Data -
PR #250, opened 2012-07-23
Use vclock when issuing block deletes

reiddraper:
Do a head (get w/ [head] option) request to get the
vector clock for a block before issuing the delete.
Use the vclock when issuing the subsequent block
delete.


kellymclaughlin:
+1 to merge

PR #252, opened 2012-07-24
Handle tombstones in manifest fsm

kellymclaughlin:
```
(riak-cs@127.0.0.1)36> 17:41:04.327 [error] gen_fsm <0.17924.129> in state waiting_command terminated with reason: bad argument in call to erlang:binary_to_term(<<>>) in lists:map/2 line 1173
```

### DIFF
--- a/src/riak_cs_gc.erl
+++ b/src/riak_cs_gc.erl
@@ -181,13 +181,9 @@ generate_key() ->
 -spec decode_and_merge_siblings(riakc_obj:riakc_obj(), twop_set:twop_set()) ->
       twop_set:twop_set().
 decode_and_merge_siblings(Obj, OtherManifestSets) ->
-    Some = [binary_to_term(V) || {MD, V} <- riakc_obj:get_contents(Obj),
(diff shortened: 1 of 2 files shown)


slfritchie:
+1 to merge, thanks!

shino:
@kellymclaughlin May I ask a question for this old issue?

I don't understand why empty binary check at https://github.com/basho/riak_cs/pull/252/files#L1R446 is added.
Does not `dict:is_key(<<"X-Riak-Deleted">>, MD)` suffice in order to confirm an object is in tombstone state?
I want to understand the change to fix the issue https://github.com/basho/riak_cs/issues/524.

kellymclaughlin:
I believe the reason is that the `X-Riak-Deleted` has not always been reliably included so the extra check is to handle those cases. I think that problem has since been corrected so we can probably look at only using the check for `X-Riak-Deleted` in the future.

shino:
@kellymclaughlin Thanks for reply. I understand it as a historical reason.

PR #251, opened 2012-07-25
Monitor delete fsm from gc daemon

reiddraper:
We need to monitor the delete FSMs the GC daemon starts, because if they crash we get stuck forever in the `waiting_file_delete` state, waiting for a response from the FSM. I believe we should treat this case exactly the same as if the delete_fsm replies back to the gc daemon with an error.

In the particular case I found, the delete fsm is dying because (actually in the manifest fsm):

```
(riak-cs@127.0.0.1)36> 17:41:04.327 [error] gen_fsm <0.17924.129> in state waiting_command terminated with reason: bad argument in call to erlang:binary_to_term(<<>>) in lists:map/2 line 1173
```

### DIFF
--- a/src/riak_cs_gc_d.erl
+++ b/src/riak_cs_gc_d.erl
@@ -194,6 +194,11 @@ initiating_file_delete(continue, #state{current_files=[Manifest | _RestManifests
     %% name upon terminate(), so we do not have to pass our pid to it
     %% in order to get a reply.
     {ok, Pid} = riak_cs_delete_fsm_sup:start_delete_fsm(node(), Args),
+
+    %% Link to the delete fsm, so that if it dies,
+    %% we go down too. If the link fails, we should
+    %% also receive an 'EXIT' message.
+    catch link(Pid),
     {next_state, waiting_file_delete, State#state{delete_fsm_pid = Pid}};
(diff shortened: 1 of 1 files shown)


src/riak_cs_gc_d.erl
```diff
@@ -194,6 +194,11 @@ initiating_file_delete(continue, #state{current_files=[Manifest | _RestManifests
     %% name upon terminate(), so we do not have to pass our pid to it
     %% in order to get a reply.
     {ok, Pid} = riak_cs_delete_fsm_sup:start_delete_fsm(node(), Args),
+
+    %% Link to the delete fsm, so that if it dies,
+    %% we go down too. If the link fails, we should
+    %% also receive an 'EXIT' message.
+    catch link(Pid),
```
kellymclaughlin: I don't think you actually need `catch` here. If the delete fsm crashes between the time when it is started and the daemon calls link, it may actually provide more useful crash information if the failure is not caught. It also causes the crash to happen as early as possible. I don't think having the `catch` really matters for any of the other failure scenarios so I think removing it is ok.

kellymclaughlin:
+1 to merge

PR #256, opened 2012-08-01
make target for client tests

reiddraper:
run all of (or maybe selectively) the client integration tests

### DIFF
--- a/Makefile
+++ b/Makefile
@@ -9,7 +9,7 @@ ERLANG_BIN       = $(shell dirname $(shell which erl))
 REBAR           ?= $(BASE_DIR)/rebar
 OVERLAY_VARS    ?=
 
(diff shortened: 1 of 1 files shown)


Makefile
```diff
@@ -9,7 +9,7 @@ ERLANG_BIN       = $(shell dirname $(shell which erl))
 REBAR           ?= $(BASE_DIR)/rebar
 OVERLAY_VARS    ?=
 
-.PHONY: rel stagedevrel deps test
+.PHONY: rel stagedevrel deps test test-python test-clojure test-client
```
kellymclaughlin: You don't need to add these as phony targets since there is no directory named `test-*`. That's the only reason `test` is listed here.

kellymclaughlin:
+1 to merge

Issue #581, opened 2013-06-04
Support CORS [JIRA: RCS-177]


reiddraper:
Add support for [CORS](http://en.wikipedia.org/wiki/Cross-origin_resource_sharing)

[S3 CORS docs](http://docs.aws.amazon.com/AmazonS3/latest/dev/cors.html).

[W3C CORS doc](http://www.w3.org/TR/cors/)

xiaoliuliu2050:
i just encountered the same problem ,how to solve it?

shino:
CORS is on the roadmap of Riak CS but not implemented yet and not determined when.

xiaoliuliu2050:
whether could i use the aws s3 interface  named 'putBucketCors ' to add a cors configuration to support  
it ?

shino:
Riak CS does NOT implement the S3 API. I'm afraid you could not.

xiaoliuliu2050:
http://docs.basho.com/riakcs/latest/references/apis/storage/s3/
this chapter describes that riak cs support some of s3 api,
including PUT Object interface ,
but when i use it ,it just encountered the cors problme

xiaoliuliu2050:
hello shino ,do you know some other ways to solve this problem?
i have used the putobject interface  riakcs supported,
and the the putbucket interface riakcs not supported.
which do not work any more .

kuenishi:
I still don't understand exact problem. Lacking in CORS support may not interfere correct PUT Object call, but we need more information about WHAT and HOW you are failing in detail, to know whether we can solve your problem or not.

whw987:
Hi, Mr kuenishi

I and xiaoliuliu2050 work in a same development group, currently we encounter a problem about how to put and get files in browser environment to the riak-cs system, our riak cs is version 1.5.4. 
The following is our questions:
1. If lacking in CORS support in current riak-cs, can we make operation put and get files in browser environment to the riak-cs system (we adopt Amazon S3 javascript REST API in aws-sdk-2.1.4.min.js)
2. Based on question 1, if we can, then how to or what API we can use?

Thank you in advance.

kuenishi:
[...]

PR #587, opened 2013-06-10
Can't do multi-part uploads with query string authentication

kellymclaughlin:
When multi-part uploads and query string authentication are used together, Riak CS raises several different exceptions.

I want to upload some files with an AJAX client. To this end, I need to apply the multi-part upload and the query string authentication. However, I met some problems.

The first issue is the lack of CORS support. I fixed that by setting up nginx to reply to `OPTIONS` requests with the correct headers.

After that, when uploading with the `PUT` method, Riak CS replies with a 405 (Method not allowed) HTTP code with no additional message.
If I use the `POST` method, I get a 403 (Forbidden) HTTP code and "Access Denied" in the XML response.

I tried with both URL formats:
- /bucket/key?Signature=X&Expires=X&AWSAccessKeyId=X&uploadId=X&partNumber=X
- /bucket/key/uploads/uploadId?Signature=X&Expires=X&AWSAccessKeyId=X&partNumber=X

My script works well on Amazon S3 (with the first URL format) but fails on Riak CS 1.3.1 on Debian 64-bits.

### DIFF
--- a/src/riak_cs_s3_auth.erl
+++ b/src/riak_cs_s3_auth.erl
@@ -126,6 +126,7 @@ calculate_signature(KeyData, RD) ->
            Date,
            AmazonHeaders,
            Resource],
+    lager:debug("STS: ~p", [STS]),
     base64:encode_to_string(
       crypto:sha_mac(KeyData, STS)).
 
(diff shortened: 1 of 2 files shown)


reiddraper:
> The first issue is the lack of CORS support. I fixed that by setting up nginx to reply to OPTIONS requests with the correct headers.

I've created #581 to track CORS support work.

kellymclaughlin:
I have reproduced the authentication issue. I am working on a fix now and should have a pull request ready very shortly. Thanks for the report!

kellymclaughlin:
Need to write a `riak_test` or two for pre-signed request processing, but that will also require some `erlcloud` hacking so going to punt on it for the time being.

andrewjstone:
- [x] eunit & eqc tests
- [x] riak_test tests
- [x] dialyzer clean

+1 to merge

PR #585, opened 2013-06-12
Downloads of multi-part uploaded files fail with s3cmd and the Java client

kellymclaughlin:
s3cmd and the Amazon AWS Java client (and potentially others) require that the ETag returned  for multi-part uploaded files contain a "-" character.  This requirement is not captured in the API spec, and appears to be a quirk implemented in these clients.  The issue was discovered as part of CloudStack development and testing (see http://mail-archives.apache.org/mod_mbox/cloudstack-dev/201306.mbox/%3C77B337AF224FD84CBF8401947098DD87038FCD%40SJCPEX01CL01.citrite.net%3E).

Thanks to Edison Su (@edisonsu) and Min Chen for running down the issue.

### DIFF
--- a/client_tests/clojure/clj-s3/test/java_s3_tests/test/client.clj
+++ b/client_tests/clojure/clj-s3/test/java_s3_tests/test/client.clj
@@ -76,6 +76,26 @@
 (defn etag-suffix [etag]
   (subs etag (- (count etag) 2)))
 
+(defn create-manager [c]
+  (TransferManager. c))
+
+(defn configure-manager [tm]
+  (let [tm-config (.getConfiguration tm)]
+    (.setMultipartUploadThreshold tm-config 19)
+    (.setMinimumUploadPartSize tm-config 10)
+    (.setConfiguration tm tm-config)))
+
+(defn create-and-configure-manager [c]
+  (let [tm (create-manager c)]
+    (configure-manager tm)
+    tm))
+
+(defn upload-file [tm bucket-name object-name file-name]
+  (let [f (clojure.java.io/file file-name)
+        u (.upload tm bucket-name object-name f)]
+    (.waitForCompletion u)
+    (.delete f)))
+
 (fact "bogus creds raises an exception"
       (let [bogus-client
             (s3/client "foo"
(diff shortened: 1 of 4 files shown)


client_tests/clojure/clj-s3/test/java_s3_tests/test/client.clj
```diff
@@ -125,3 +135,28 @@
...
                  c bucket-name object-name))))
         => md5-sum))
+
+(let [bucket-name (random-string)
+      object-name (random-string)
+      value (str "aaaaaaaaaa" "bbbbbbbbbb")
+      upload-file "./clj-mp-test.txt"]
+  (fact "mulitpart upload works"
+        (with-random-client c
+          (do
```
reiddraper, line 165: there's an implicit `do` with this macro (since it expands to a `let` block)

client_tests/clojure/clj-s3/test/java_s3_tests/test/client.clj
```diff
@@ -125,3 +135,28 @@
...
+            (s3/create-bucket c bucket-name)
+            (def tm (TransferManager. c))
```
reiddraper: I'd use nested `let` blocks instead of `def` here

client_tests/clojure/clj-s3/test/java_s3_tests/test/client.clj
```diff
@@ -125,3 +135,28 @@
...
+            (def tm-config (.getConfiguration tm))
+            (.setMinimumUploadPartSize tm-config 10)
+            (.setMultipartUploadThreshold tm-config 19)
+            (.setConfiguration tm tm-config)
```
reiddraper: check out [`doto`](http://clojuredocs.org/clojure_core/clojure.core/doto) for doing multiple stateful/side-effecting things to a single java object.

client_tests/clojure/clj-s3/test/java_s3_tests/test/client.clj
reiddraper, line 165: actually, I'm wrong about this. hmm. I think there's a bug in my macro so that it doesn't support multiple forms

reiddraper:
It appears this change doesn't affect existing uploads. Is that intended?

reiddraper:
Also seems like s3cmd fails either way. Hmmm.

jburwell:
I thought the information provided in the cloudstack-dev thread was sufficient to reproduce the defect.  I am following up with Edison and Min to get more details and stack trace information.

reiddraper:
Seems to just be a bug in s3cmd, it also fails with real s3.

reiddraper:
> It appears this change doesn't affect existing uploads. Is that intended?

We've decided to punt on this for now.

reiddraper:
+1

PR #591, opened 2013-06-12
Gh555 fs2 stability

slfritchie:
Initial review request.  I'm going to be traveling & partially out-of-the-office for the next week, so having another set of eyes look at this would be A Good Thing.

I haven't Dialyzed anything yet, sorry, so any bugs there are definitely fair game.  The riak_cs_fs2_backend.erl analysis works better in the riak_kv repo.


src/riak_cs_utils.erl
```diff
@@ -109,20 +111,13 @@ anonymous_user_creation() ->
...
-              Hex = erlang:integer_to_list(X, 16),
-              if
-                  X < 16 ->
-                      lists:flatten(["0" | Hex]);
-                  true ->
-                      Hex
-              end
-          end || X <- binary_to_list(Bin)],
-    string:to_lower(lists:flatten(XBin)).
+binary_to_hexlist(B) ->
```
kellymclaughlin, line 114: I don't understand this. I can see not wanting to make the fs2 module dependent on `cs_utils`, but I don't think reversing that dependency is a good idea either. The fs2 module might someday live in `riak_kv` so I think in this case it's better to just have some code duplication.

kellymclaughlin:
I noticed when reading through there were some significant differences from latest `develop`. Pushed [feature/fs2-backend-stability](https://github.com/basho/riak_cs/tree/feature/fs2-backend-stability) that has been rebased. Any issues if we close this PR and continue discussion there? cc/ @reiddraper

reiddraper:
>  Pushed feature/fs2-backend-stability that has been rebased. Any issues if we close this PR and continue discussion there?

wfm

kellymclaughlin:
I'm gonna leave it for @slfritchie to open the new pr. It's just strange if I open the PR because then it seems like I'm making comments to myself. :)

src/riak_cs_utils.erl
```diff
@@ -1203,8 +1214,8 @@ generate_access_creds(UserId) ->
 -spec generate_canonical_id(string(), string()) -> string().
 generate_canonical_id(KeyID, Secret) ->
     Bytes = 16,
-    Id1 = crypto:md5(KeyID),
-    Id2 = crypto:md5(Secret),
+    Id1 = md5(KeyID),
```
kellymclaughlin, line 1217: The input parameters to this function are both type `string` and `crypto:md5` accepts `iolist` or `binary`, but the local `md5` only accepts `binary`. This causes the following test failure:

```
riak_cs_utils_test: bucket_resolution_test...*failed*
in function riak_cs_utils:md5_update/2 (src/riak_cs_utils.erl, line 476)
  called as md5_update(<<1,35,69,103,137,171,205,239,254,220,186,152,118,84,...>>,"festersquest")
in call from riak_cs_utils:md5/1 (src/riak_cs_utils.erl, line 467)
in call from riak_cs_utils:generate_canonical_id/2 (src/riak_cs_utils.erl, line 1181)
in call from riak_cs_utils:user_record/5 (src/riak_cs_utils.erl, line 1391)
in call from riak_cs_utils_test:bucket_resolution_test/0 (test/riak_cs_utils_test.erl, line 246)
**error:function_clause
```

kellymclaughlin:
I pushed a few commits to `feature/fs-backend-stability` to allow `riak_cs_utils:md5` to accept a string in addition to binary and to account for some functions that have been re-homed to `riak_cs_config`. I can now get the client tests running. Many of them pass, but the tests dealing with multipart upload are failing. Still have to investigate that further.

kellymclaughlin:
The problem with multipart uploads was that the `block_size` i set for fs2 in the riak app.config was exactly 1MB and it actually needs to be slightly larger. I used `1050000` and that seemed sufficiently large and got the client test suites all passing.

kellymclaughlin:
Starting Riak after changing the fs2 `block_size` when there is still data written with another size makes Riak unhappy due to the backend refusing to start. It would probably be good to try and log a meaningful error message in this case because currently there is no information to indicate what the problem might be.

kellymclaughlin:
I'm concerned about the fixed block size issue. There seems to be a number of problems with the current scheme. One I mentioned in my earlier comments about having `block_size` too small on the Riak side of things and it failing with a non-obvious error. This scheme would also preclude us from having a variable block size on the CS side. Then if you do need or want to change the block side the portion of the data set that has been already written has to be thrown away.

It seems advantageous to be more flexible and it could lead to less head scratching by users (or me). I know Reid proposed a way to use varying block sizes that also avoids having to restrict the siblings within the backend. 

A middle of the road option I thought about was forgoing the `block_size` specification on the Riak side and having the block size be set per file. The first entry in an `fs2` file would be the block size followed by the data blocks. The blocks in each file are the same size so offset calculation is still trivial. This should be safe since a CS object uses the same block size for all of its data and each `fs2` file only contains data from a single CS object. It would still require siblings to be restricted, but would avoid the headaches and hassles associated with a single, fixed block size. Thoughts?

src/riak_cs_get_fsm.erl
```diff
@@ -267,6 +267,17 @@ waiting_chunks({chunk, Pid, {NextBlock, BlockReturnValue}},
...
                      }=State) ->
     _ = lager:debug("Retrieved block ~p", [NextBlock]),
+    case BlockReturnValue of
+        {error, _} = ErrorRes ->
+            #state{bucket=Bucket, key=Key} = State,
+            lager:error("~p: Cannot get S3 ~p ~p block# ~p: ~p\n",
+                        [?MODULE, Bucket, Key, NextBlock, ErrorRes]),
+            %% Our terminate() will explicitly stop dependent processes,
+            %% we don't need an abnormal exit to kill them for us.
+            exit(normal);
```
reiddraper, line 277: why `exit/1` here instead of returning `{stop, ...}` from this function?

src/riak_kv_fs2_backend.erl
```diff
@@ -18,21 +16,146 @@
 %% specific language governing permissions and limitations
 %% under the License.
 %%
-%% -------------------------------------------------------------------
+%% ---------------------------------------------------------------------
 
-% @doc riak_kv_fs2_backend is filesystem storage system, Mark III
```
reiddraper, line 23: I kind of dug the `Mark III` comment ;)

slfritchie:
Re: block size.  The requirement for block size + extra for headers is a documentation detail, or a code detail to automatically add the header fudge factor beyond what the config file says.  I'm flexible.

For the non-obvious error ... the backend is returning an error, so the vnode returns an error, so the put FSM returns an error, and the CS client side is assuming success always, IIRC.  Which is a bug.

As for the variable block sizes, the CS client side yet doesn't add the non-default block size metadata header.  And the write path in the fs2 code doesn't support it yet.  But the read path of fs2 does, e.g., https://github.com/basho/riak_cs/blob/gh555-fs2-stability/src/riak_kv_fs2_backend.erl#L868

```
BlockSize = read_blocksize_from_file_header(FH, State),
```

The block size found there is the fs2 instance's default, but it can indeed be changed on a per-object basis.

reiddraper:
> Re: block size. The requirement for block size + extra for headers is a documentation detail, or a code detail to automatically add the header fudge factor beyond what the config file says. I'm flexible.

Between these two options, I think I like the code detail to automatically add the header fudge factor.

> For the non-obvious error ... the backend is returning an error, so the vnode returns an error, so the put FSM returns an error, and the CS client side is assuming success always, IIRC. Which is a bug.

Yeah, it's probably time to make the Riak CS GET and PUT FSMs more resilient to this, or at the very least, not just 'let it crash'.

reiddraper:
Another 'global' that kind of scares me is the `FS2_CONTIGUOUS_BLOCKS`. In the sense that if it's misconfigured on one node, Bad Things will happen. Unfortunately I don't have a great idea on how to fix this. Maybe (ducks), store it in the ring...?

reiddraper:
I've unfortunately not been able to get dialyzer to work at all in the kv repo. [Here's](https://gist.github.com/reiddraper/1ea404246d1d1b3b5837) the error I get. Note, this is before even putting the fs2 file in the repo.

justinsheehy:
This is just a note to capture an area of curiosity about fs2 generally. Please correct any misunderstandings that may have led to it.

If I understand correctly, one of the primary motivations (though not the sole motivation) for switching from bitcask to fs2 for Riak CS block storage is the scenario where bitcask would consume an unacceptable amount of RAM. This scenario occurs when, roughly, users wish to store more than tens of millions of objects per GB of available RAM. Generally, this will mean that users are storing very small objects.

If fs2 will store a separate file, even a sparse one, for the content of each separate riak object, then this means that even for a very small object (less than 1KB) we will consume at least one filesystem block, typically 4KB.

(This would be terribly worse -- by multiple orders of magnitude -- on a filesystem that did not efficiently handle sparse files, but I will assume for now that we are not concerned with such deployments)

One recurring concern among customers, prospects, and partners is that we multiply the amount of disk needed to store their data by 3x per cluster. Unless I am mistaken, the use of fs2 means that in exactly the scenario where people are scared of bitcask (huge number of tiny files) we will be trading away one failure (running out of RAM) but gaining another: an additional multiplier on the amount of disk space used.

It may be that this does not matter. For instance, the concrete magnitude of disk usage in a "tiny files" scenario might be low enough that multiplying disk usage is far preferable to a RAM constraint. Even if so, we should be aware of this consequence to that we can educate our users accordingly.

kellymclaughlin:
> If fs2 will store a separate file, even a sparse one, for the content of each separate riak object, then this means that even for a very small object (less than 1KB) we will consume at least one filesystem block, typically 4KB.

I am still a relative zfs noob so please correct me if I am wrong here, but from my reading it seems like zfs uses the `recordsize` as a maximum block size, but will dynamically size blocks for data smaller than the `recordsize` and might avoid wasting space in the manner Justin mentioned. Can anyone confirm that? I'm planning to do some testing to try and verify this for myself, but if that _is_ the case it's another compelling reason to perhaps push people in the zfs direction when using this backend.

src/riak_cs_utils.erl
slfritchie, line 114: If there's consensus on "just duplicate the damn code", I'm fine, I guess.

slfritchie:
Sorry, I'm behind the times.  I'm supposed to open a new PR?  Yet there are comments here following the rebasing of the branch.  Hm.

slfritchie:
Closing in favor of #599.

Work instructions - Set down each line of the material verbatim, from the first line through the line that contains "PR #251, opened 2012-07-25".

Answer box -
PR #250, opened 2012-07-23
Use vclock when issuing block deletes

reiddraper:
Do a head (get w/ [head] option) request to get the
vector clock for a block before issuing the delete.
Use the vclock when issuing the subsequent block
delete.


kellymclaughlin:
+1 to merge

PR #252, opened 2012-07-24
Handle tombstones in manifest fsm

kellymclaughlin:
```
(riak-cs@127.0.0.1)36> 17:41:04.327 [error] gen_fsm <0.17924.129> in state waiting_command terminated with reason: bad argument in call to erlang:binary_to_term(<<>>) in lists:map/2 line 1173
```

### DIFF
--- a/src/riak_cs_gc.erl
+++ b/src/riak_cs_gc.erl
@@ -181,13 +181,9 @@ generate_key() ->
 -spec decode_and_merge_siblings(riakc_obj:riakc_obj(), twop_set:twop_set()) ->
       twop_set:twop_set().
 decode_and_merge_siblings(Obj, OtherManifestSets) ->
-    Some = [binary_to_term(V) || {MD, V} <- riakc_obj:get_contents(Obj),
(diff shortened: 1 of 2 files shown)


slfritchie:
+1 to merge, thanks!

shino:
@kellymclaughlin May I ask a question for this old issue?

I don't understand why empty binary check at https://github.com/basho/riak_cs/pull/252/files#L1R446 is added.
Does not `dict:is_key(<<"X-Riak-Deleted">>, MD)` suffice in order to confirm an object is in tombstone state?
I want to understand the change to fix the issue https://github.com/basho/riak_cs/issues/524.

kellymclaughlin:
I believe the reason is that the `X-Riak-Deleted` has not always been reliably included so the extra check is to handle those cases. I think that problem has since been corrected so we can probably look at only using the check for `X-Riak-Deleted` in the future.

shino:
@kellymclaughlin Thanks for reply. I understand it as a historical reason.

PR #251, opened 2012-07-25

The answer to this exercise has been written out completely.